In this notebook, we look at an example for fine-tuning a pre-trained NLP model for a question answering (QA) task. We'll use the Hugging Face transformers library and a pre-trained BERT model. The task involves improving the model's ability to answer questions based on a given context.

## Without Fine-Tuning
First, let's see how the pre-trained BERT model performs on a QA task without any fine-tuning. We'll use an example where the model needs to find an answer within a given passage.

In [58]:
from transformers import BertTokenizer, BertForQuestionAnswering, AutoTokenizer, DefaultDataCollator, TrainingArguments, Trainer
import torch

model_name = "distilbert-base-uncased"
tokenizer = AutoTokenizer.from_pretrained(model_name)
model = BertForQuestionAnswering.from_pretrained(model_name)
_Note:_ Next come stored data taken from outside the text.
PR #6576, opened 2016-07-14
Fix magit-gh-pulls docs since #g isn't defined

robbyoconnor:
The docs weren't correct. This corrects them.

### DIFF
--- a/layers/+source-control/github/README.org
+++ b/layers/+source-control/github/README.org
@@ -44,13 +44,14 @@ be added to your =~/.gitconfig=
 
 In a =magit status= buffer (~SPC g s~):
 
-| Key Binding | Description                                     |
-|-------------+-------------------------------------------------|
-| ~# c~       | create a pull request                           |
-| ~# g~       | get a list of all PRs in the current repository |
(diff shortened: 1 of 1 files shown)


d12frosted:
Ya, first time I tried using `gh-pulls` run into the same problem - `#g` is not defined.

But, shouldn't it be changed by `#r`?

robbyoconnor:
@d12frosted fixed it -- and added everything else :)

d12frosted:
Now that I think about it - there is fundamental problem with `magit-gh-pulls` key bindings. The package itself [uses](https://github.com/sigma/magit-gh-pulls/blob/master/magit-gh-pulls.el#L594) `# g`. It's reflected in it's documentation and in the `magit` buffer. 

The problem is that `evil-magit` [makes](https://github.com/justbur/evil-magit/blob/master/evil-magit.el#L376) `magit-gh-pulls` popup evil in it's nature. But doesn't update documentation. 

I'll fetch solution for changing helper message in `magit-gh-pulls` today so it can reflect real key bindings.

Anyway, thanks @robbyoconnor 👍

d12frosted:

PR #6585, opened 2016-07-14
Unify auto-mode-alist entries to end in ' rather than $.

agriffis:
See https://www.emacswiki.org/emacs/AutoModeAlist


agriffis:
ouch, will try again

agriffis:
Ignoring my goofed pull-request which merged develop to master, this was already fixed in develop anyway.

Issue #6052, opened 2016-05-14
Mode-line separator can't be set to nil


jmfurlott:
<PLEASE REPLACE ALL UPPERCASE EXPRESSIONS AND DELETE THIS LINE>
#### Description
Mode-line not properly able to be set to `nil`

#### Reproduction guide
- Add following to spacemacs config: `(setq powerline-default-separator 'nil)`
- Reload config

*Observed behaviour:*
After updating to spacemacs 0.105.20, the curved icons are back in the mode line when they should just be "vertical".

![image](https://cloud.githubusercontent.com/assets/805688/15269737/ae7ee6be-19bd-11e6-97c9-d9ec23a1e73e.png)

*Expected behaviour:*
No curves at all -- just a "vertical" modeline

#### System Info
- OS: darwin
- Emacs: 25.1.50.1
- Spacemacs: 0.105.20
- Spacemacs branch: master (rev. 9c7250a)
- Graphic display: t
- Distribution: spacemacs
- Editing style: vim
- Completion: helm
- Layers:
```elisp
(git html javascript
     (shell :variables shell-default-term-shell "/bin/zsh")
     erc rcirc restclient markdown org deft ruby-on-rails)
```

TheBB:
I can't reproduce this on develop. You did remember to do call `(spaceline-compile)` after setting `powerline-default-separator` to `nil`, right?

jmfurlott:
@TheBB I just compiled it and it worked.  Closing this.  Thanks!

Did not realize I had to do that -- don't remember ever having to after using spacemacs for at least a year

TheBB:
You probably upgraded Spaceline. It's a requirement with the new version. Packages change sometimes. ;-)

PR #6588, opened 2016-07-15
Update command to change powerline separator

jkrmr:
I was having issues changing the default powerline separator -- `(setq powerline-default-separator ‘arrow)` was setting the value as expected, but I could not see any change in the powerline separators displayed. It turns out that invoking `(spaceline-compile)` is now required for the change to take visible effect.

ref: #6052,
https://github.com/TheBB/spaceline#compiling-a-mode-line

### DIFF
--- a/doc/DOCUMENTATION.org
+++ b/doc/DOCUMENTATION.org
@@ -1171,7 +1171,8 @@ file:
 (defun dotspacemacs/user-config ()
   "This is were you can ultimately override default Spacemacs configuration.
 This function is called at the very end of Spacemacs initialization."
-  (setq powerline-default-separator 'arrow))
+  (setq powerline-default-separator 'arrow)
+  (spaceline-compile))
 #+END_SRC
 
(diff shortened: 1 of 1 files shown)


NJBS:
We added `spaceline-compile` to the `post-user-config-hook` on the `develop` branch so it should be unnecessary to manually call it.

See [here](https://github.com/syl20bnr/spacemacs/blob/develop/layers/+spacemacs/spacemacs-ui-visual/packages.el#L247) and https://github.com/syl20bnr/spacemacs/pull/6342

Unfortunately, this hasn't made it to `master` yet so manually calling it is necessary there.

jkrmr:
@NJBS Good to know, thanks! I'll keep that in mind for whenever it makes it to master.
I'd also suggest cherry-picking this onto the README for master, though, since the manual `(spaceline-compile)` call is still necessary there. The README in its current form is a bit misleading.

PR #6590, opened 2016-07-15
Fix possibly calling bad code after theme change

TheBB:
See https://github.com/syl20bnr/spacemacs/commit/653da2a6aae9c44648035dec986ef6f7e84ed3e6#commitcomment-18253098

CC @mattrrichard


JAremko:
I think we can use `spacemacs-post-theme-change-hook` to reload `org-indent`  to update indentation symbols face(they might became visible otherwise).  

Also `space-doc` should be reloaded.

TheBB:
Merged.

PR #6596, opened 2016-07-16
[scala] Improve documentation for scalastyle using flycheck

d1egoaz:
Now scalastyle warnings are shown up by flycheck
image

### DIFF
--- a/layers/+lang/scala/packages.el
+++ b/layers/+lang/scala/packages.el
@@ -12,6 +12,7 @@
 (setq scala-packages
   '(
     ensime
+    flycheck
     ggtags
     helm-gtags
     noflet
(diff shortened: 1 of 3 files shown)


layers/+lang/scala/packages.el
```diff
@@ -191,6 +192,9 @@
       (when (configuration-layer/package-usedp 'expand-region)
         (require 'ensime-expand-region nil 'noerror)))))
 
+(defun scala/post-init-flycheck ()
+  (add-hook 'scala-mode-hook 'flycheck-mode))
```
d1egoaz: I added this as I always have to manually call `flycheck-mode` and I have enabled the `syntax-checking` layer ¯\_(ツ)_/¯

TheBB: https://github.com/syl20bnr/spacemacs/blob/develop/layers/+lang/python/packages.el#L97-L98

This is how you need to do it.

d1egoaz: LOL I took as reference a random lang layer (php) and that's why I used that 😆 
I just updated the PR with your suggestion (also fixed php)

TheBB: Thanks!

TheBB:

Made some changes for line length in https://github.com/syl20bnr/spacemacs/commit/bef1295094d298f97cf2eb047e2c02887ee2727f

You are using a model of type distilbert to instantiate a model of type bert. This is not supported for all configurations of models and can yield errors.
Some weights of the model checkpoint at distilbert-base-uncased were not used when initializing BertForQuestionAnswering: ['distilbert.transformer.layer.4.attention.k_lin.weight', 'distilbert.transformer.layer.3.attention.v_lin.weight', 'distilbert.transformer.layer.0.sa_layer_norm.weight', 'distilbert.transformer.layer.4.ffn.lin1.bias', 'vocab_projector.bias', 'distilbert.transformer.layer.5.attention.q_lin.bias', 'distilbert.transformer.layer.2.ffn.lin2.weight', 'distilbert.transformer.layer.2.attention.q_lin.bias', 'distilbert.transformer.layer.4.output_layer_norm.bias', 'distilbert.embeddings.LayerNorm.weight', 'distilbert.transformer.layer.1.ffn.lin2.bias', 'distilbert.transformer.layer.1.attention.k_lin.bias', 'distilbert.transformer.layer.3.sa_layer_norm.weight', 'distilbert.transformer.layer.5.ffn.lin1.bias', 'distilbert.tran

Define a context and a question where the model might initially struggle

In [59]:
context = "The University of California was founded in 1868, located in Berkeley."
question = "When was the University of California established?"

#### Model Prediction
Tokenize the input, make a prediction, and decode the answer:

In [60]:
inputs = tokenizer(question, context, return_tensors='pt')
with torch.no_grad():
    outputs = model(**inputs)

# Find the tokens with the highest `start` and `end` scores
answer_start = torch.argmax(outputs.start_logits)
answer_end = torch.argmax(outputs.end_logits) + 1

# Convert tokens to answer string
answer = tokenizer.convert_tokens_to_string(tokenizer.convert_ids_to_tokens(inputs.input_ids[0, answer_start:answer_end]))
print("Answer:", answer)

Answer: [CLS] when was the university of california established? [SEP] the university of california was founded in 1868, located


## With Fine-Tuning

Now, let's fine-tune this BERT model on a similar task to potentially improve its performance. For this task we will use the Stanford Question Answering Dataset (SQuAD) dataset, which is a large-scale dataset designed to test the reading comprehension ability of machine learning models. It contains 100,000+ question - answers created by humans on a range of Wikipedia articles, similar to the below example.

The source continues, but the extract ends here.